╭──

PR #645, opened 2021-03-04
Fix PBFT next voting 2 values in the same step issue

gaoqi8649:
Fix PBFT next voting 2 values in the same step issue
* Implement next votes for previous PBFT round class and integrate with PBFT manager
* Implement next votes read/write in DB APIs and add unit tests
* Implement next votes syncing. Not only sync when node is behind to peer PBFT round,  but also will sync when node has a short next votes size in previous PBFT round
* Process synced next votes. If node is behind to peer, push synced next votes into unverified queue. If node has same PBFT round with peer but has a short previous next votes size, verify the votes and update own previous next votes structure
* Add next votes bundle syncing unit tests

### DIFF
--- a/src/consensus/pbft_manager.cpp
+++ b/src/consensus/pbft_manager.cpp
@@ -626,8 +626,7 @@ void PbftManager::identifyBlock_() {
         placeVote_(leader_block.first, soft_vote_type, round, step_);
       }
     }
-  } else if (auto voted_value = previous_round_next_votes_->getVotedValue();
-             round >= 2 && voted_value != NULL_BLOCK_HASH) {
+  } else if (round >= 2 && voted_value != NULL_BLOCK_HASH) {
     if (shouldSpeak(soft_vote_type, round, step_)) {
       LOG(log_dg_) << "Soft voting " << voted_value << " from previous round";
       placeVote_(voted_value, soft_vote_type, round, step_);
--- a/src/consensus/pbft_manager.cpp
+++ b/src/consensus/pbft_manager.cpp
@@ -253,7 +253,6 @@ bool PbftManager::resetRound_() {
     // Update in DB first
     auto batch = db_->createWriteBatch();
     db_->addPbftMgrStatusToBatch(PbftMgrStatus::executed_in_round, false, batch);
-    db_->addPbftMgrStatusToBatch(PbftMgrStatus::cert_voted_in_round, false, batch);
     db_->addPbftMgrVotedValueToBatch(PbftMgrVotedValue::own_starting_value_in_round, NULL_BLOCK_HASH, batch);
     db_->addPbftMgrStatusToBatch(PbftMgrStatus::next_voted_null_block_hash, false, batch);
     db_->addPbftMgrStatusToBatch(PbftMgrStatus::next_voted_soft_value, false, batch);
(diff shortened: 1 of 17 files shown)


src/consensus/pbft_manager.cpp
```diff
@@ -530,9 +490,7 @@ bool PbftManager::stateOperations_() {
   // Reset continue finish polling state
   continue_finish_polling_state_ = false;
 
-  // NOTE: PUSHING OF SYNCED BLOCKS CAN TAKE A LONG TIME
-  //       SHOULD DO BEFORE WE SET THE ELAPSED TIME IN ROUND
-  // push synced pbft blocks into chain
+  // NOTE: PUSHING OF SYNCED BLOCKS CAN TAKE A LONG TIME SHOULD DO BEFORE WE SET THE ELAPSED TIME IN ROUND
```
justinsnapp, line 493: This is no longer true right? Seems like this comment should be removed. :-)

src/consensus/vote.cpp
```diff
@@ -309,4 +315,162 @@ bool VoteManager::pbftBlockHasEnoughValidCertVotes(PbftBlockCert const& pbft_blo
...
+
+  // Protect for malicious players. If no malicious players, will include either/both NULL BLOCK HASH and a non NULL
+  // BLOCK HASH
+  LOG(log_nf_) << "PBFT 2t+1 is " << TWO_T_PLUS_ONE;
+  {
+    upgradableLock_ lock(access_);
+    auto it = next_votes_.begin();
+    while (it != next_votes_.end()) {
+      if (it->second.size() >= TWO_T_PLUS_ONE) {
+        LOG(log_nf_) << "Voted PBFT block hash " << it->first << " has " << it->second.size() << " next votes";
```
justinsnapp, line 409: Should we not add round and step to this log message to be more useful?

gaoqi8649: This is vote model, doesn't know the current round and step. The current round and step are in the pbft manager model.
And for the vote itself, has print the vote whole info(include voted round and step info) in the above.

src/network/taraxa_capability.cpp
```diff
@@ -378,23 +393,60 @@ bool TaraxaCapability::interpretCapabilityPacketImpl(NodeID const &_nodeID, unsi
...
+          }
+
+          auto pbft_current_round = pbft_mgr_->getPbftRound();
+          auto pbft_previous_round_next_votes_size = next_votes_mgr_->getNextVotesSize();
+          auto peer_pbft_round = next_votes[0].getRound() + 1;
+
+          if (pbft_current_round < peer_pbft_round) {
+            // Add into votes unverified queue
+            vote_mgr_->addVotes(next_votes);
+          } else if (pbft_current_round == peer_pbft_round && pbft_previous_round_next_votes_size < next_votes_count) {
```
justinsnapp, line 441: What if our node has 3 votes and other node has 2 votes, but those two votes are different than our 3?

src/network/taraxa_capability.cpp
```diff
@@ -201,38 +206,48 @@ bool TaraxaCapability::interpretCapabilityPacketImpl(NodeID const &_nodeID, unsi
...
+                                       << peer->pbft_previous_round_next_votes_size_;
+
           if (peer->syncing_) {
-            LOG(log_dg_pbft_sync_) << "Other node is behind, prevent gossiping " << _nodeID
-                                   << "Our pbft chain size: " << pbft_chain_size
-                                   << " Peer pbft chain size: " << peer_pbft_chain_size;
-            if (syncing_ && peer_syncing_pbft == _nodeID) {
-              // We are currently syncing to a node that just reported it is
-              // not synced, force a switch to a new node
+            LOG(log_dg_pbft_sync_) << "Peer node has a short PBFT chain, prevent gossiping to " << _nodeID
```
justinsnapp, line 234: This log should be removed I think, because I don't see how we are turning off gossiping to this node?

src/network/taraxa_capability.cpp
```diff
@@ -201,38 +206,48 @@ bool TaraxaCapability::interpretCapabilityPacketImpl(NodeID const &_nodeID, unsi
...
+                                   << ". Own pbft chain size " << pbft_chain_size << " Peer pbft chain size "
+                                   << peer->pbft_chain_size_;
+            if (syncing_ && peer_syncing_pbft_ == _nodeID) {
+              // We are currently syncing to a node that just reported it is not synced, force a switch to a new node
```
justinsnapp, line 238: Could instead a log here saying we are restarting syncing because currently syncing from node that is itself syncing.

src/network/taraxa_capability.cpp
gaoqi8649: if our round < peer round, put into unverified queue, and will check the vote hash is exist
if our round == peer round && our previous next votes size < peer, in this case, at least they will have (t+1) same next votes. And our node adds the missing next votes

src/network/taraxa_capability.cpp
gaoqi8649: Yeah, I agree

src/consensus/pbft_manager.cpp
```diff
@@ -1115,12 +1115,13 @@ bool PbftManager::comparePbftBlockScheduleWithDAGblocks_(blk_hash_t const &pbft_
 
     pbft_block = db_->getPbftCertVotedBlock(pbft_block_hash);
     if (!pbft_block) {
+      auto round = getPbftRound();
```
justinsnapp, line 1118: Ah.  Excellent!

src/network/taraxa_capability.cpp
gaoqi8649: OK

justinsnapp (approved):

justinsnapp (approved):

╰──

**TASK PROMPT:** A verbatim transcription is needed of the lines above, starting at the line with "syncing unit tests" and ending at the line with "else if (round", both included, and of nothing else.

**RESPONSE BOX:**
* Add next votes bundle syncing unit tests

### DIFF
--- a/src/consensus/pbft_manager.cpp
+++ b/src/consensus/pbft_manager.cpp
@@ -626,8 +626,7 @@ void PbftManager::identifyBlock_() {
         placeVote_(leader_block.first, soft_vote_type, round, step_);
       }
     }
-  } else if (auto voted_value = previous_round_next_votes_->getVotedValue();
-             round >= 2 && voted_value != NULL_BLOCK_HASH) {
+  } else if (round >= 2 && voted_value != NULL_BLOCK_HASH) {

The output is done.